Okay, so I mentioned that I'd a query that violated a primary key constraint, and I couldn't figure out why. Well, I finally got a hold of what was going on. It's simple and non-obvious at the same time. Let's start with a code example that shows the problem and then I'll put in a couple of words about the reasons behind it. First, let's create a table with a unique constraint (easier than a primary key):

CREATE TABLE Foo

(

      Bar INT UNIQUE

)

Now, let's insert some data into the table:

INSERT INTO Foo

SELECT 1 UNION ALL

SELECT 2 UNION ALL

SELECT 3

So far, everything is nice and cozy, but now I want to add more numbers, so I want to make sure that I won't break the code, so now I'll add a guard clause to the next inserts:

INSERT INTO Foo

SELECT Kabum FROM

(

      SELECT 4 as Kabum UNION ALL

      SELECT 5 as Kabum UNION ALL

      SELECT 5 as Kabum

) Bang

WHERE NOT EXISTS

      (SELECT 1 FROM Foo where Bang.Kabum = Bar)

Running the above result in this error:

Violation of UNIQUE KEY constraint 'UQ__Foo__5832119F'. Cannot insert duplicate key in object 'dbo.Foo'.

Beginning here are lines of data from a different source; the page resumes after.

PR #1485, opened 2022-10-21
remove paragraph about bug for coursier install

bishabosha:
0.1.16 shipped with a fix to recognise the way coursier installs it.


alexarchambault (approved):
Thanks!

PR #1487, opened 2022-10-24
Add help for repl, scalafmt and scaladoc

### LINKED ISSUE #1308: Scala CLI help should provide a way to display help from compiler, REPL and other undelaying tools

Scala CLI is intended to be a replacement for many tools like compiler, REPL and scalafmt. That is why we should allow our users a way to inspect the help from underlying tools as well. Also a help message for each such tool should mention about different such options.

A dedicated flag e.g. `--help-repl` or `--help-scalac` to display a help from underlying tool.

wleczny:


modules/cli/src/main/scala/scala/cli/commands/ScalaCommand.scala
```diff
@@ -159,6 +163,74 @@ abstract class ScalaCommand[T](implicit myParser: Parser[T], help: Help[T])
...
+      artifacts      <- buildOptions.artifacts(logger, Scope.Main).toOption
+      scalaArtifacts <- artifacts.scalaOpt
+      scalaParams = scalaArtifacts.params
+      if shared.helpGroups.helpScaladoc || shared.helpGroups.helpRepl || shared.helpGroups.helpScalafmt
+    } {
+      val exitCode: Either[BuildException, Int] = either {
+        val (classPath: Seq[os.Path], mainClass: String) =
+          if (shared.helpGroups.helpScaladoc) {
+            val docArtifacts = value {
+              Artifacts.fetch(
```
lwronski, line 179: If I'm right, you can use `Artifacts.artifacts`, I think, it can be better because this method contains the logging fetched artifacts.

lwronski (commented):
I think, that some integrations should be added, for every added option to print help.

modules/cli/src/main/scala/scala/cli/commands/ScalaCommand.scala
Gedochao: isn't the logging potentially helpful, though?

modules/cli/src/main/scala/scala/cli/commands/ScalaCommand.scala
```diff
@@ -159,6 +163,74 @@ abstract class ScalaCommand[T](implicit myParser: Parser[T], help: Help[T])
...
+                Positioned.none(Seq(dep"org.scala-lang::scaladoc:${scalaParams.scalaVersion}")),
+                buildOptions.finalRepositories,
+                Some(scalaParams),
+                logger,
+                buildOptions.finalCache,
+                None
+              )
+            }
+            (docArtifacts.files.map(os.Path(_, os.pwd)), "dotty.tools.scaladoc.Main")
```
Gedochao: NIT I prefer the `->` syntax if there's a lot of brackets for improved readability
```suggestion
            docArtifacts.files.map(os.Path(_, os.pwd)) -> "dotty.tools.scaladoc.Main"
```

modules/cli/src/main/scala/scala/cli/commands/ScalaCommand.scala
```diff
@@ -159,6 +163,74 @@ abstract class ScalaCommand[T](implicit myParser: Parser[T], help: Help[T])
...
+                  dep"${Constants.scalafmtOrganization}:${Constants.scalafmtName}:${Constants.defaultScalafmtVersion}"
+                )),
+                buildOptions.finalRepositories,
+                Some(scalaParams),
+                logger,
+                buildOptions.finalCache,
+                None
+              )
+            }
+            (fmtArtifacts.files.map(os.Path(_, os.pwd)), "org.scalafmt.cli.Cli")
```
Gedochao: NIT as above
```suggestion
            fmtArtifacts.files.map(os.Path(_, os.pwd)) -> "org.scalafmt.cli.Cli"
```

Gedochao (approved):

Issue #1349, opened 2022-09-12
Dynamically detect the default Scala version to be run with `ammonite`


Gedochao:
**Version(s)**
0.1.12

**Describe what needs to be done and why**
We needed #1348 to get rid the following problem after bumping to `3.2.0`
```
▶ scala-cli --ammonite
Downloading Ammonite 2.5.4-19-cd76521f
Downloading Ammonite 2.5.4-19-cd76521f sources
[error]  Can't download Ammonite 2.5.4-19-cd76521f for Scala 3.2.0.
Ammonite with this Scala version might not yet be supported.
Try passing a different Scala version with the -S option.
```
We need an automated mechanism to detect what is the Scala version to be run by default along with the `--ammonite` repl, so that we don't need similar hotfixes whenever Scala is bumped.

**Is your feature request related to a past ticket or discussion?**
#1348
#1327 
https://github.com/com-lihaoyi/Ammonite/pull/1286

**Describe alternatives you've considered**
Don't get me wrong, the hotfix does its job, but it's less than an ideal solution.
We could also just accept that `scala-cli --ammonite` will fail if `ammonite` doesn't support the Scala version `scala-cli` runs on.
Still I think even if explicitly chosen Scala version are ok to fail (i.e. `ammonite` will always fail if a nightly Scala version is passed), the default at the very least should fallback to the last supported version for as long as we support running the repl with `ammonite` at all.

Gedochao:
As described in #1450, an alternative solution:

We could have a separate Scala 2.12.x, 2.13.x and 3.x.y versions matching the last ones supported by Ammonite.
This would let us update Scala CLI's and Ammonite's Scala separately.
Additionally, when the last supported Ammonite Scala version and scala-cli Scala version don't match, a warning should be printed when running it with the default settings (when -S and --ammonite-version options are not passed; if they are, it's ok to just fail starting the repl).

Gedochao:
Ammonite support has been dropped, closing this.

PR #1493, opened 2022-10-24
Downgrade Scala version in 'scala-cli repl --amm' if needed

alexarchambault:


modules/cli/src/main/scala/scala/cli/commands/Repl.scala
```diff
@@ -31,8 +31,34 @@ object Repl extends ScalaCommand[ReplOptions] {
...
+              def needsDowngradeForAmmonite = {
+                import coursier.core.Version
+                Version(maxScalaVer) < Version(defaultScalaVer)
+              }
+              ammonite.contains(true) &&
+              ammoniteVersionOpt.isEmpty &&
+              needsDowngradeForAmmonite
+            }
+            if (shouldDowngrade) {
+              System.err.println(
```
Gedochao: NIT might want to use `shared.logger` here instead of just `System.err`

modules/cli/src/main/scala/scala/cli/commands/Repl.scala
```diff
@@ -31,8 +31,34 @@ object Repl extends ScalaCommand[ReplOptions] {
...
     import ops.sharedRepl.*
-    val baseOptions = shared.buildOptions().orExit(ops.shared.logger)
+
+    val ammoniteVersionOpt = ammoniteVersion.map(_.trim).filter(_.nonEmpty)
+    val baseOptions        = shared.buildOptions().orExit(ops.shared.logger)
     baseOptions.copy(
+      scalaOptions = baseOptions.scalaOptions.copy(
+        scalaVersion = baseOptions.scalaOptions.scalaVersion
+          .orElse {
+            val maxScalaVer     = scala.cli.internal.Constants.maxAmmoniteScala3Version
```
Gedochao: if I'm not mistaken, this will only work for running `--amm` without specifying the Scala version explicitly.
it would be neat if we had the auto-downgrade kicking in when the user passes a version with `-S`, but without an explicit patch version, like:
```scala
scala-cli --amm -S 3
scala-cli --amm -S 3.2
scala-cli --amm -S 2.13
scala-cli --amm -S 2.12
```

Gedochao:
This is neat btw, and potentially sufficient to satisfy #1349 
I am wondering, could we have integration tests with a dry run for the `repl --amm` with `-S 2.12`, `-S 2.13` and `-S 3`, so that we're certain it gets downgraded correctly whenever we bump Scala?

modules/cli/src/main/scala/scala/cli/commands/Repl.scala
alexarchambault: I started to think a bit about that, but this needs more work. I htink this can be done in a subsequent PR.

modules/cli/src/main/scala/scala/cli/commands/Repl.scala
alexarchambault: Should be fixed.

Gedochao (approved):

lwronski (approved):

PR #1499, opened 2022-10-26
Enforce logging options for all scala commands

Gedochao:
Spinned off of https://github.com/VirtusLab/scala-cli/pull/1440#discussion_r993386283

These changes effectively force all sub-commands to have access to a logger (and all relevant options).
The only exception are the pgp signing sub-commands, which are now treated separately.


modules/cli/src/main/scala/scala/cli/commands/Doctor.scala
```diff
@@ -2,6 +2,7 @@ package scala.cli.commands
 
 import caseapp.core.RemainingArgs
 
+import scala.build.Logger
```
alexarchambault, line 5: Seems that's unused for now, isn't it?

Gedochao: the logger isn't being used, strictly, yeah.
but the import is necessary for `runCommand`'s signature on line 33.

modules/cli/src/main/scala/scala/cli/commands/Bsp.scala
```diff
@@ -44,8 +44,8 @@ object Bsp extends ScalaCommand[BspOptions] {
             pprint.err.log(initialInputs)
 
           val buildOptions0    = buildOptions(sharedOptions)
-          val logger           = sharedOptions.logging.logger
-          val persistentLogger = new PersistentDiagnosticLogger(logger)
+          val latestLogger     = sharedOptions.logging.logger
+          val persistentLogger = new PersistentDiagnosticLogger(latestLogger)
```
wleczny, line 48: Why can't you use `logger` instead?

```
val persistentLogger = new PersistentDiagnosticLogger(logger)
```

modules/cli/src/main/scala/scala/cli/commands/RestrictableCommand.scala
```diff
@@ -0,0 +1,10 @@
+package scala.cli.commands
+
+import caseapp.core.app.Command
+import caseapp.core.parser.Parser
+
+trait RestrictableCommand[T](implicit myParser: Parser[T]) {
```
wleczny, line 6: What is advantage of `RestrictableCommand` over `ScalaCommand`?

modules/cli/src/main/scala/scala/cli/commands/Bsp.scala
Gedochao: Because `BSP` refreshes its options based on the latest connection details.
The logger coming from the latest `SharedOptions` instance is used here in case i.e. the verbosity was changed since the last `BSP` `workspace/reload`.

modules/cli/src/main/scala/scala/cli/commands/RestrictableCommand.scala
Gedochao: I extracted the command-restricting logic to the `RestrictableCommand` trait to skip enforcing `LoggingOptions` in pgp signing sub-commands (https://github.com/VirtusLab/scala-cli/pull/1499/commits/047ec417aa2900bf08bd4a105ead995db15a1606).
Those sub-commands come from a dependency ([scala-cli#scala-cli-signing](https://github.com/scala-cli/scala-cli-signing)) and thus can't depend on `LoggingOptions`. 
They can't easily inherit from `ScalaCommand` now, since their sets of options are defined in the dependency. However, it's easy to add the `RestrictableCommand` trait for them, so that we can still restrict them.

We might want to enforce logging options in those sub-commands in a similar manner in the future, but that would require extracting `LoggingOptions` and `HasLoggingOptions` to a separate dependency and make both `scala-cli-signing` and `scala-cli` depend on them. IMO not worth the effort for now.

wleczny (approved):

lwronski (approved):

Do you realize what happened here? We failed because when we checked it was just fine to put 5 into Foo, but when we actually did put the second 5 into Foo, that caused a constraint violation. Go figure that when you're dealing with sixteen million records.

The solution to this problem is to add a distinct to the select statement, that would make sure that your own query isn't causing the very same query to fail.

On that note, I wonder if I can call it a concurrency bug.